> _Given data_

- - -

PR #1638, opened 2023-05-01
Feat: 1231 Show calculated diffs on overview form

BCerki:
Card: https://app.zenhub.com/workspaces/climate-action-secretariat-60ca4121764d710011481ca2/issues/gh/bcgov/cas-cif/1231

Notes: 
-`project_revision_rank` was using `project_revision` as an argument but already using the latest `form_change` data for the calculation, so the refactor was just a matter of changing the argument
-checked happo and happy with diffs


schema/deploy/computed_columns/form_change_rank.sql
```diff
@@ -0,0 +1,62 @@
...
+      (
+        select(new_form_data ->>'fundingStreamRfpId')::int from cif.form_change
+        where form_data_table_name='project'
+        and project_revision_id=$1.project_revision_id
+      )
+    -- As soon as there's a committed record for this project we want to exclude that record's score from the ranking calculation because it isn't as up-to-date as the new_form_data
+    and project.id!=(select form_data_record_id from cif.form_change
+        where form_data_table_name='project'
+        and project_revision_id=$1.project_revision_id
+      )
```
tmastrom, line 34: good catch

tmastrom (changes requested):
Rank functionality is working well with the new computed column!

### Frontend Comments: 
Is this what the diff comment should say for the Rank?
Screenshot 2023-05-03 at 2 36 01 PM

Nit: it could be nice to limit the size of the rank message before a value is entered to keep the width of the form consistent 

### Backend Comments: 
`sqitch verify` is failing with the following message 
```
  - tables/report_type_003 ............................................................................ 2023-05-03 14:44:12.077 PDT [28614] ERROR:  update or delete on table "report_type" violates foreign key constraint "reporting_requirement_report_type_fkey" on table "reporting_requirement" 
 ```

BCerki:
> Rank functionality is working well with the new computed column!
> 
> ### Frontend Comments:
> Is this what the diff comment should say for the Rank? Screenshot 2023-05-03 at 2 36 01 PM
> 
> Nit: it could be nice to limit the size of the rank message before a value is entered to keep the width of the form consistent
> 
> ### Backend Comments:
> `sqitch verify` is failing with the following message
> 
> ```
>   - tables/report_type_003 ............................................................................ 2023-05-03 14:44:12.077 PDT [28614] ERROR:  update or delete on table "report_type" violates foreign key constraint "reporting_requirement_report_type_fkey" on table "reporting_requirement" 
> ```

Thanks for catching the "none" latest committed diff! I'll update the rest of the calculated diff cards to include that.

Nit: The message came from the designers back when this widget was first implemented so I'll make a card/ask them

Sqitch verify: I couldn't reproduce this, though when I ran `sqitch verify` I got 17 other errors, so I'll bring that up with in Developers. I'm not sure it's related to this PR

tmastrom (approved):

- - -

> _Try it_
All lines in the listing above should be written out again exactly.

> _Exercise solution_
PR #1638, opened 2023-05-01
Feat: 1231 Show calculated diffs on overview form

BCerki:
Card: https://app.zenhub.com/workspaces/climate-action-secretariat-60ca4121764d710011481ca2/issues/gh/bcgov/cas-cif/1231

Notes: 
-`project_revision_rank` was using `project_revision` as an argument but already using the latest `form_change` data for the calculation, so the refactor was just a matter of changing the argument
-checked happo and happy with diffs


schema/deploy/computed_columns/form_change_rank.sql
```diff
@@ -0,0 +1,62 @@
...
+      (
+        select(new_form_data ->>'fundingStreamRfpId')::int from cif.form_change
+        where form_data_table_name='project'
+        and project_revision_id=$1.project_revision_id
+      )
+    -- As soon as there's a committed record for this project we want to exclude that record's score from the ranking calculation because it isn't as up-to-date as the new_form_data
+    and project.id!=(select form_data_record_id from cif.form_change
+        where form_data_table_name='project'
+        and project_revision_id=$1.project_revision_id
+      )
```
tmastrom, line 34: good catch

tmastrom (changes requested):
Rank functionality is working well with the new computed column!

### Frontend Comments: 
Is this what the diff comment should say for the Rank?
Screenshot 2023-05-03 at 2 36 01 PM

Nit: it could be nice to limit the size of the rank message before a value is entered to keep the width of the form consistent 

### Backend Comments: 
`sqitch verify` is failing with the following message 
```
  - tables/report_type_003 ............................................................................ 2023-05-03 14:44:12.077 PDT [28614] ERROR:  update or delete on table "report_type" violates foreign key constraint "reporting_requirement_report_type_fkey" on table "reporting_requirement" 
 ```

BCerki:
> Rank functionality is working well with the new computed column!
> 
> ### Frontend Comments:
> Is this what the diff comment should say for the Rank? Screenshot 2023-05-03 at 2 36 01 PM
> 
> Nit: it could be nice to limit the size of the rank message before a value is entered to keep the width of the form consistent
> 
> ### Backend Comments:
> `sqitch verify` is failing with the following message
> 
> ```
>   - tables/report_type_003 ............................................................................ 2023-05-03 14:44:12.077 PDT [28614] ERROR:  update or delete on table "report_type" violates foreign key constraint "reporting_requirement_report_type_fkey" on table "reporting_requirement" 
> ```

Thanks for catching the "none" latest committed diff! I'll update the rest of the calculated diff cards to include that.

Nit: The message came from the designers back when this widget was first implemented so I'll make a card/ask them

Sqitch verify: I couldn't reproduce this, though when I ran `sqitch verify` I got 17 other errors, so I'll bring that up with in Developers. I'm not sure it's related to this PR

tmastrom (approved):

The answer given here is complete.